Breakwaters can be built parallel or perpendicular to shore, with their primary purpose to protect coastlines from powerful waves. While sand may settle and accumulate behind the breakwater, increased erosion is likely to occur downstream.
San Clemente, in our opinion, is not a good fit for any of these structures as sand mostly stays within San Clemente’s “embayment” and moves both north and south within it. Structures like groins are typically utilized to keep sand from leaving a system up/down coast, not where sand movement is bi-directional like in San Clemente.
Finally, hard structures such as these create both intended - and unintended - consequences due to the complexity of the nearshore zone. One example is the potential negative effect any structures would have on San Clemente’s world-famous surf breaks. Jetties, groins, and breakwaters have a place, just likely not in San Clemente any time soon.
The San Clemente watershed is made up by creeks and streams that originate from the Santa Ana Mountains and surrounding hills.

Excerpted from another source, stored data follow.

Issue #4871, opened 2016-10-26
time column shows up as [object Object]


scottdraves:
to reproduce:
- open file:config/tutorials/ipython-examples.bkr
- scroll down to the table, select "download as CSV" from the table menu
- look at the contents of the csv file

result: Index column every row is `[object Object]`
expected: 1st column are the dates & times as seen in the notebook

PR #4873, opened 2016-10-27
PR for issue #4871 "time column shows up as [object Object]"

konstantinTarletski:


scottdraves:
the escapeHTML function is important we can't delete it.  try the following JS code:

```
var quarks = new beaker.DataFrame();
quarks.addColumn("name", ["u<p", "charm", "top", "down", "strange"]);
quarks
```

the result "u<p" should be visible as it is but this change shows just "u" because the < is not quoted.
we have a different format, "html" for that.

konstantinTarletski:
Yes, sorry for my bad testing.
Now Fixed.
Test all 3 cases.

Rainfall and runoff in these mountainous and hilly areas erode the soil and rock, breaking them down into smaller particles, including sand. Creeks then transport this sand to the coast with finer sand particles more often lifted and carried within the water column while coarser sand particles roll, slide, or bounce along the riverbed.
As the creek approaches the coast, its velocity decreases, causing sand to settle. But it often takes a heavy rain for San Clemente’s creeks to break through their bay-mouth bars, thereby allowing sand to finally reach the shoreline.
The San Juan Creek is by far the main source of natural sand replenishment to San Clemente, with the smaller creeks dotting San Clemente contributing lesser amounts. But the amount of sand naturally transported to the coast has been greatly diminished by development across the watershed and the armoring of creeks, all of which prevent the breakdown of soil and rocks into sand. One recent study found that natural sediment loads in SoCal have been reduced by as much as 91%.
With the natural sand supply choked off, it should come as no surprise that San Clemente is now in a sand deficit - and in need of replenishment.